= What you have to do =
Set down every line of the data, unchanged and complete.
+++ Supplied records
PR #5604, opened 2020-01-31
[improvement] fix 5603 overlayCompilerbug

hogoww:
I have no idea where I put my feet on this one, but this seems to fix the overlay compiler.
It does not break additional tests on OpalCompiler.
We'll see what the ci says

### DIFF
--- a/src/OpalCompiler-Core/OCExtraBindingScope.class.st
+++ b/src/OpalCompiler-Core/OCExtraBindingScope.class.st
@@ -51,7 +51,7 @@ OCExtraBindingScope >> lookupVar: name [
 				assoc: assoc;
 				scope: self;
 				yourself ].
-	^ nil 
+	^ outerScope lookupVar: name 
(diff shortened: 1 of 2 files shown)


hogoww:
It does not seems to work.
This is still weird because what I changed is a message send to super, which DIRECTLY hits a subclassresponsibility, even if the problem is not coming from that part of the code

MarcusDenker:
Here is a test that shows that we need to 

^ outerScope lookupVar: name

at the end, not return nil.

testArrayEvaluateWithBindingsReadGlobal
	| result |
	result := Smalltalk compiler
		bindings: {(#a -> 3)};
		evaluate: 'OrderedCollection'.
	self assert: result equals: OrderedCollection

hogoww:
Thanks To @MarcusDenker which found the fix !

MarcusDenker (approved):
ok!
++++++
= Completed task =
PR #5604, opened 2020-01-31
[improvement] fix 5603 overlayCompilerbug

hogoww:
I have no idea where I put my feet on this one, but this seems to fix the overlay compiler.
It does not break additional tests on OpalCompiler.
We'll see what the ci says

### DIFF
--- a/src/OpalCompiler-Core/OCExtraBindingScope.class.st
+++ b/src/OpalCompiler-Core/OCExtraBindingScope.class.st
@@ -51,7 +51,7 @@ OCExtraBindingScope >> lookupVar: name [
 				assoc: assoc;
 				scope: self;
 				yourself ].
-	^ nil 
+	^ outerScope lookupVar: name 
(diff shortened: 1 of 2 files shown)


hogoww:
It does not seems to work.
This is still weird because what I changed is a message send to super, which DIRECTLY hits a subclassresponsibility, even if the problem is not coming from that part of the code

MarcusDenker:
Here is a test that shows that we need to 

^ outerScope lookupVar: name

at the end, not return nil.

testArrayEvaluateWithBindingsReadGlobal
	| result |
	result := Smalltalk compiler
		bindings: {(#a -> 3)};
		evaluate: 'OrderedCollection'.
	self assert: result equals: OrderedCollection

hogoww:
Thanks To @MarcusDenker which found the fix !

MarcusDenker (approved):
ok!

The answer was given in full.